> WHAT NEEDS TO BE DONE:
Using the entries below, copy out all lines where "options" is found.

> Stored data:

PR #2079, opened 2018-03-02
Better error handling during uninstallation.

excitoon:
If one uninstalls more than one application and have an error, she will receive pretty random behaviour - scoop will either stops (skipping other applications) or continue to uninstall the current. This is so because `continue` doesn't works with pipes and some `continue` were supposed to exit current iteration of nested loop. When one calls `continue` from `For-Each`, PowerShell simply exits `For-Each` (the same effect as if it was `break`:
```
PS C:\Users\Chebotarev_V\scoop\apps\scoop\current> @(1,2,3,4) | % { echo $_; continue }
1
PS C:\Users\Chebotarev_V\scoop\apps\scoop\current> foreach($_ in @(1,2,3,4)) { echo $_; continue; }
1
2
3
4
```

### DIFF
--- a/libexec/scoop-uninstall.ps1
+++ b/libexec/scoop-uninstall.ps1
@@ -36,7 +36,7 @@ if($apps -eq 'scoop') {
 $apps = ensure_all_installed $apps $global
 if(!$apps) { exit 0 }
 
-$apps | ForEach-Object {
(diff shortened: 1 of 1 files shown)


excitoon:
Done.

==

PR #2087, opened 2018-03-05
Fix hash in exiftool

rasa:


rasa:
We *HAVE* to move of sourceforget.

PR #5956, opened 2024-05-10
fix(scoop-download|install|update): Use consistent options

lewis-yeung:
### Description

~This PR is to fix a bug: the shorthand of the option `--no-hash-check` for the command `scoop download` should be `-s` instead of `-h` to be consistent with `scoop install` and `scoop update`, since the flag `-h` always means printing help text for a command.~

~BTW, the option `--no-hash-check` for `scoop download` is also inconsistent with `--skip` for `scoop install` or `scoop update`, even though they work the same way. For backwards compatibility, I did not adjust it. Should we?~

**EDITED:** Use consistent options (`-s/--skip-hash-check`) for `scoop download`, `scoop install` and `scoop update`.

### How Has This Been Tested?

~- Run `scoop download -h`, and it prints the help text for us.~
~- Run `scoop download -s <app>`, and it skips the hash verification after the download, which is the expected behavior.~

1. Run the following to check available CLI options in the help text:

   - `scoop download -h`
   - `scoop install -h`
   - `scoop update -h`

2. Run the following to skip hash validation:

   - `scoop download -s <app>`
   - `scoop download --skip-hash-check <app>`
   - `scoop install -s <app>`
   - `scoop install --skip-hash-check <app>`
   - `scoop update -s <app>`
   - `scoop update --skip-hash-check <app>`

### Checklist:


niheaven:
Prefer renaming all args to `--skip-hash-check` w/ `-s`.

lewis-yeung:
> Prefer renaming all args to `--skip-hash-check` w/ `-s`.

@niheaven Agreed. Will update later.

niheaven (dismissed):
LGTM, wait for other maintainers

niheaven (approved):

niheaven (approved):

> WRITTEN RESPONSE:
fix(scoop-download|install|update): Use consistent options
**EDITED:** Use consistent options (`-s/--skip-hash-check`) for `scoop download`, `scoop install` and `scoop update`.
1. Run the following to check available CLI options in the help text:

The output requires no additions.